**Assignment:**
Reproduce word for word the lines between those holding "A few of the" and "4. Updating of", inclusive, and nothing else from the data below.

**Excerpted records:**
Issue #260, opened 2024-06-12
[Host.Outbox | Host.Outbox.Sql] Poor performance when publishing outbox messages


EtherZa:
The performance of the outbox plug-in can be greatly improved; especially when publishing messages from the outbox/db.

A few of the issues:

SQL:
1. PK of outbox table is using a clustered index with a unique identifier
2. Locking of the table updates all undelivered rows instead of just those included in the batch
4. Updating of delivery status is by multiple statements instead of a table-valued parameter (TVPs)
5. Only a single application instance can spool messages (always FIFO, but not always required).

Host:
1. Interceptors are executed on initial publish (before outbox) and again when being submitted to message bus (after outbox)
2. Messages are trickle fed from the outbox to the message bus even when providers support batches

---
Proposal:
1. Improve SQL schema, indexes and queries
2. Apply an order to the outbox interceptor so that it is always the last interceptor to run (and skip running interceptors when publishing from outbox)
3. Modify `MessageBusBase.ProduceToTransport` to accept batches of messages for the same bus and path
4. Modify `OutboxSendingTask` to group messages for the same bus and path together and submit to `MessageBusBase.ProduceToTransport` directly without having to traverse through the pipeline stack again.
5. Submit batches of messages to buses that support it while continuing to trickle feed to those that don't

zarusz:
I am prepping a quick benchmark test to be able to assess the gains of this PR.
Once I have something, I will report here.

EtherZa:
I'm busy refactoring the `OutboxSenfingTask` to drop support for non-`IMessageBulkProducer` providers as you suggested.

As part of it, I'm also changing the lock to renew on a timer instead of killing the batch process. This should provide a little more safety when handling issues like ASB throttling.

I have also uncovered a potential critical issue which I'm putting a fix in for -the `DeliveryAttempt` value is set, but never evaluated. If a message ended up being too big for the queue to accept (for example), the current implementation will just keep trying indefinitely. Apart from the obvious resourcing problem, it would eventually lead to all available 'slots' in the batch being taken by such failures and the outbox stalling. I am just going to limit the attempts without delays, etc for now as it is an edge case. More can come later.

**Task response:**
A few of the issues:

SQL:
1. PK of outbox table is using a clustered index with a unique identifier
2. Locking of the table updates all undelivered rows instead of just those included in the batch
4. Updating of delivery status is by multiple statements instead of a table-valued parameter (TVPs)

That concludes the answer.